Your assignment: Wherever the string "sklearn" shows up in the records below, return that line.
Segment Start: Records supplied
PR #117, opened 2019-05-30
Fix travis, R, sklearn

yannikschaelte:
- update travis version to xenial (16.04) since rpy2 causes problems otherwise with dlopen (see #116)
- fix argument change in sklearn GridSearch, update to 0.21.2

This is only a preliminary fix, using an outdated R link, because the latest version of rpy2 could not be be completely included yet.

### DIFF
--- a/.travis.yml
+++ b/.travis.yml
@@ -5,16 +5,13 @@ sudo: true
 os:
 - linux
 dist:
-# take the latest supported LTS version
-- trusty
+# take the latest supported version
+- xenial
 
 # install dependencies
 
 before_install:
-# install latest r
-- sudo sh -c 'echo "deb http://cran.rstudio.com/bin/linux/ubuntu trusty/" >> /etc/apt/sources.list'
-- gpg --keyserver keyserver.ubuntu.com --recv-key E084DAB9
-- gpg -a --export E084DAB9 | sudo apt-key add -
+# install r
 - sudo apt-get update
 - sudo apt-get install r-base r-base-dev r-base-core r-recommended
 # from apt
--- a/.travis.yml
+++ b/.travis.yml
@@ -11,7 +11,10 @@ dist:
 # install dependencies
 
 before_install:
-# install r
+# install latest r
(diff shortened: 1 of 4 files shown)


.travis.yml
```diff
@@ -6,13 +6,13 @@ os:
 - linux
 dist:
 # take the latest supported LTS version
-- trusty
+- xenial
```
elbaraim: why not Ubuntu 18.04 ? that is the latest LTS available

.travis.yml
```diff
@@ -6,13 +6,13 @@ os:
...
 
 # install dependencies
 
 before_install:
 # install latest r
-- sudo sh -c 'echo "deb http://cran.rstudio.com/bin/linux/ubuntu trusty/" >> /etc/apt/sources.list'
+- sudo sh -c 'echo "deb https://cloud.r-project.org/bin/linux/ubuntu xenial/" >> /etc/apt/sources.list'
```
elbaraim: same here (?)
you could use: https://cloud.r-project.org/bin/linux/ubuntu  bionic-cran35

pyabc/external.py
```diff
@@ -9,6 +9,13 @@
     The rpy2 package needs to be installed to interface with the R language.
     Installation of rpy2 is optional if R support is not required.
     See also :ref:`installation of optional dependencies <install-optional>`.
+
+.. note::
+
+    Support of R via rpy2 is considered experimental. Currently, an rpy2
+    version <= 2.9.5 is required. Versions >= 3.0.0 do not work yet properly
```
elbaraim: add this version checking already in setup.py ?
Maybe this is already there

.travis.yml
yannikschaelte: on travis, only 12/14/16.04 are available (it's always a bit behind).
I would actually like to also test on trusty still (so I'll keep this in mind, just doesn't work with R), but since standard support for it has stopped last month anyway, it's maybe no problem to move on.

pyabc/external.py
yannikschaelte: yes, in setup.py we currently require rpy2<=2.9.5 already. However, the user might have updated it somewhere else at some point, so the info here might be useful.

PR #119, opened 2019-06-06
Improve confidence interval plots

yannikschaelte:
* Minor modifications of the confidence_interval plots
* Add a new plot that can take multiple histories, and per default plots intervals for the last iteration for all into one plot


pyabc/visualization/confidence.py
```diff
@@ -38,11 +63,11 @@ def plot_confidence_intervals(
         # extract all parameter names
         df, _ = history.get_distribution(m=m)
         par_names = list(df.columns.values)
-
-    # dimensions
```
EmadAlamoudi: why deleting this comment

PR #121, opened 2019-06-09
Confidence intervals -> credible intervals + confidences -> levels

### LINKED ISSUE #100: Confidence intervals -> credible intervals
Segment End: Records supplied
Segment Start: Records supplied
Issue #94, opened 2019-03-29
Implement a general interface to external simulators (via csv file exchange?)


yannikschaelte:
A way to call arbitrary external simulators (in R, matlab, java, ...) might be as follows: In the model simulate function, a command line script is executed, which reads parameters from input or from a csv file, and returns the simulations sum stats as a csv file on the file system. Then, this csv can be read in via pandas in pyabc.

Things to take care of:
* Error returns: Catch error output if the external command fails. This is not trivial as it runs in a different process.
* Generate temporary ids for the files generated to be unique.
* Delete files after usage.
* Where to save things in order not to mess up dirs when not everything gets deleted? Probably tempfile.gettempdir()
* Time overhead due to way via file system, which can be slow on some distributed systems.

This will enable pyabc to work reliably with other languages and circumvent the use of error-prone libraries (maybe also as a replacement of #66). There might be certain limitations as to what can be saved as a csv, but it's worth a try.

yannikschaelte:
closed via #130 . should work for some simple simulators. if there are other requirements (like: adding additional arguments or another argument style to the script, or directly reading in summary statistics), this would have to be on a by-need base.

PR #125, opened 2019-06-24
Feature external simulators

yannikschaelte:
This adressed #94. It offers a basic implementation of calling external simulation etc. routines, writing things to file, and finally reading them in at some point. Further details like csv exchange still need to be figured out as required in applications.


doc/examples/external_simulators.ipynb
Segment End: Records supplied
Completed exercise:
Fix travis, R, sklearn
- fix argument change in sklearn GridSearch, update to 0.21.2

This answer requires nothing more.